Comparison
Fine-tuning vs LoRA
Fine-tuning and LoRA are both common AI/LLM terms but cover different ideas. Here is a quick side-by-side.
When you would reach for Fine-tuning
After you've exhausted prompting and retrieval, and you have a few hundred to thousands of clean labeled examples.
Fine-tuning Llama 3 on medical Q&A for a clinical assistant.
When you would reach for LoRA
When full fine-tuning is too expensive or you want swappable specialized adapters.
Fine-tuning Llama-3-8B for a domain on a single A100 with LoRA.
Frequently asked
What is the difference between Fine-tuning and LoRA?

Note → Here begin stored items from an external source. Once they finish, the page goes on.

PR #264, opened 2021-08-13
update s2076 PHP description + common metadata

eric-therond-sonarsource:


rules/S2076/php/rule.adoc
```diff
@@ -2,27 +2,48 @@ include::../description.adoc[]
...
 
-// If the value "/sbin/shutdown" is passed as binary and the web server is running as root,
+// If the command "/sbin/shutdown" is executed and the web server is running as root,
 // then the machine running the web server will be shut down and become unavailable for future requests
 
-exec( $binary ); // Noncompliant
+exec($cmd); // Noncompliant
+----
+
+PHP OS commands allow the use of shell meta-characters and thus arbitrary commands can be executed:
```
hendrik-buchwald-sonarsource, line 16: Do you mean the PHP functions to execute commands with `PHP OS commands`? At the moment it sounds like it is talking about `php-cli`.

hendrik-buchwald-sonarsource (approved):
As with the argument injection, it might make sense to briefly explain that also controlling a single argument is not necessarily secure.

rules/S2076/php/rule.adoc
eric-therond-sonarsource: Yes it's not clear maybe:
```PHP functions that execute commands authorize shell meta-characters to be used and thus additional and arbitrary commands can be executed:```

hendrik-buchwald-sonarsource: Maybe ```Shell meta-characters can be used to execute additional commands in PHP functions that execute commands:```?

eric-therond-sonarsource: looks good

Fine-tuning: Fine-tuning continues training a pretrained model on a smaller, task-specific dataset, adjusting its weights to specialize behavior or knowledge. LoRA: LoRA is a parameter-efficient fine-tuning method that freezes a model's original weights and learns small low-rank update matrices alongside them. Cheap fine-tuning on a single GPU.
When should I use Fine-tuning vs LoRA?
After you've exhausted prompting and retrieval, and you have a few hundred to thousands of clean labeled examples. When full fine-tuning is too expensive or you want swappable specialized adapters.
Are Fine-tuning and LoRA the same thing?
No. Fine-tuning is training; LoRA is training. They are related but address different parts of the AI stack.